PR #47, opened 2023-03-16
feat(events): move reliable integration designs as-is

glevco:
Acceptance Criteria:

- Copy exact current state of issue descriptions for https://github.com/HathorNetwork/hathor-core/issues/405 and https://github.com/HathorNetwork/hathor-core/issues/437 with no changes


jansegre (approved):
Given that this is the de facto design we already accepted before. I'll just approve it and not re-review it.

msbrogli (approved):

● ● ● ●

_Prompt_
Scan the entries above and show each line that contains the word "approved".

_Answer for this exercise_
jansegre (approved):
msbrogli (approved):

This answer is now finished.